# Alles Gute Sockenralf



## lorenz2512 (12 März 2009)

hallo,
wünsche dir alles gute, und hoffentlich hast du ein paar socken bekommen, das du auch im sommer socken hast.


----------



## Gerhard Bäurle (12 März 2009)

Hallo,

auch von mir nur die besten Wünsche zum Geburtstag  ... 
und viel Spaß bei Deinem neuen *Hobby*


----------



## Lipperlandstern (12 März 2009)

Auch von mir alles Gute zum Geburtstag.....
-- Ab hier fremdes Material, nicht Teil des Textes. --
PR #387, opened 2022-05-03
Fixes #360 Stop spotlight from animating during scroll and resize events

### LINKED ISSUE #360: Spotlight | Reactions to scrolling/window resize shouldn't smoothly animate
Currently when scrolling while the spotlight is targeting an element, the spotlight will smoothly animate to the new position - which makes it feel like it's lagging behind. Ideally it should just scroll with the page contents. The same happens when the screensize changes

Dev hint: The useMemo for the spotlight rectangle bounds can update as usual, but the useSpring config needs to be `set()` with `immediate: true` when it is triggered by a scroll.

aVileBroker:
Adding @jakeoien as I'm breaking the rules of hooks and there's probably a better way of doing this.

### DIFF
--- a/src/components/Spotlight/Spotlight.tsx
+++ b/src/components/Spotlight/Spotlight.tsx
@@ -1,9 +1,10 @@
-import React, { useEffect, useMemo, useState } from 'react';
+import React, { useCallback, useEffect, useMemo } from 'react';
 import styled from 'styled-components';
 import { animated, useSpring } from '@react-spring/web';
 import { Portal } from 'react-portal';
 
 import { SubcomponentPropsType, StyledSubcomponentType } from '../commonTypes';
+import { useStateWithPrevious } from '../../utils/hooks';
 import { useAnalytics } from '../../context';
 import { AnimatedDiv } from '../../htmlElements';
 
@@ -89,11 +90,14 @@ const Spotlight = ({
   animationSpringConfig,
 }: SpotlightProps): JSX.Element | null => {
   const handleEventWithAnalytics = useAnalytics();
-  const [windowDimensions, setWindowDimensions] = useState<{ width: number; height: number }>({
+  const [windowDimensions, prevWindowDimensions, setWindowDimensions] = useStateWithPrevious<{
+    width: number;
+    height: number;
+  }>({
     width: window.innerWidth,
     height: window.innerHeight,
   });
-  const [scrollTop, setScrollTop] = useState<number>(0);
+  const [scrollTop, prevScrollTop, setScrollTop] = useStateWithPrevious<number>(0);
 
   const rect = useMemo<Pick<DOMRect, 'x' | 'y' | 'width' | 'height' | 'bottom' | 'right'>>(() => {
     const defaultVal = {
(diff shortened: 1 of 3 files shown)


src/components/Spotlight/Spotlight.tsx
```diff
@@ -275,32 +285,42 @@ const Spotlight = ({
...
+  }, [updateScrollPosition]);
 
   useEffect(() => {
     window.addEventListener('resize', updateWindowBounds);
 
     return () => {
       window.removeEventListener('resize', updateWindowBounds);
     };
-  }, []);
+  }, [updateWindowBounds]);
```
joien1, line 323: Could you use something like the top answer here to track the window size? 
https://stackoverflow.com/questions/62846043/react-js-useeffect-with-window-resize-event-listener-not-working

src/components/Spotlight/Spotlight.tsx
```diff
@@ -275,32 +285,42 @@ const Spotlight = ({
...
-    setScrollTop(e?.target?.documentElement.scrollTop);
-  };
+    // setScrollTop(e?.target?.documentElement.scrollTop);
+    setScrollTop(window.scrollY);
+  }, [setScrollTop]);
+
+  useEffect(() => {
+    updateScrollPosition(); // update scroll position every render that the scroll changes so the previous value will update after scrolling events stop
+    // eslint-disable-next-line react-hooks/exhaustive-deps
+  }, [window.scrollY]);
```
joien1, line 305: I'm not confident that deps will react to changes on `window.xxxx` so I don't think this is doing what you expect.

src/components/Spotlight/Spotlight.tsx
```diff
@@ -275,32 +285,42 @@ const Spotlight = ({
...
 
   // TODO: use a resize observer to detect when the bounds of the target change
-  const updateWindowBounds = () => {
+  const updateWindowBounds = useCallback(() => {
     setWindowDimensions({
       width: window.innerWidth,
       height: window.innerHeight,
     });
-  };
+  }, [setWindowDimensions]);
```
joien1, line 293: Does this do anything? I thought that `setXX` state functions didn't get redefined across renders

src/components/Spotlight/Spotlight.tsx
```diff
@@ -275,32 +285,42 @@ const Spotlight = ({
...
 
-  const updateScrollPosition = (e: Event) => {
+  const updateScrollPosition = useCallback(() => {
     // eslint-disable-next-line @typescript-eslint/ban-ts-comment
     // @ts-ignore documentElement does exist on target element
-    setScrollTop(e?.target?.documentElement.scrollTop);
-  };
+    // setScrollTop(e?.target?.documentElement.scrollTop);
+    setScrollTop(window.scrollY);
```
joien1, line 299: https://www.npmjs.com/package/@react-hook/window-scroll

similar comment on using this for scroll position

joien1 (changes requested):
General comment is I think we can make custom hooks (or reuse ones others have made) for tracking things like scroll position and window size. Ignoring the `exhaustive-deps` rule is a big code smell for me and I think we can make things much simpler anyway with a dedicated hook for these attributes

src/components/Spotlight/Spotlight.tsx
aVileBroker: Yeah - I think I was just trying to fix what was already there, but a refactor is probably what is really needed.

aVileBroker:
Old Spotlight behavior:
https://user-images.githubusercontent.com/7891559/166563199-c5cd3729-ef07-44d9-92af-f15ed12bbafa.mp4

New Spotlight behavior:
https://user-images.githubusercontent.com/7891559/166563255-90e6ae4a-2cf2-4a45-818c-2ae156578eda.mp4

joien1 (approved):
Lgtm 🚢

    .... und lass es selbstgestrickte sein


----------



## Ralle (12 März 2009)

Da schließe ich mich gerne den Vorrednern an.
Alles Gute zum Geburtstag.


----------



## HaDi (12 März 2009)

:sm20:


Alles Gute wünscht HaDi


----------



## rostiger Nagel (12 März 2009)

:sm20:...und jetzt ich...alles gute zum Geburtstag....:sm20:

gruß helmut


----------



## diabolo150973 (12 März 2009)

Ich wünsche auch alles Gute!


----------



## Kai (12 März 2009)

Auch von mir alles Gute zum Geburtstag.

:sm20:

Gruß Kai


----------



## crash (12 März 2009)

Alles Gute zum Geburtstag!


----------



## Full Flavor (13 März 2009)

Na da schließe ich mich doch an 

Alles Gute

:sm20:


----------



## mst (13 März 2009)

Von  mir auch alles Gute!!
:sm20:


----------



## Homer79 (13 März 2009)

Auch von mir alles alles Gute!:sm24:


----------



## Rainer Hönle (13 März 2009)

Wenn auch schon spät am Tag trotzdem von Herzen: Alles Gute zum Geburtstag auch von mir.


----------



## Unimog-HeizeR (13 März 2009)

Von mir auch Alles Gute!

Gruß
Timo


----------



## Sockenralf (13 März 2009)

Mensch Jungs,

ich bin gerührt


Mutschas Grazias



MfG


----------



## MW (14 März 2009)

ich wünsch dir nachträglich auch noch alles gute !


----------



## Cerberus (16 März 2009)

Von mir auch noch alles Gute nachträglich! :sm20:

Hast es am Wochenende hoffentlich so richtig krachen lassen!


----------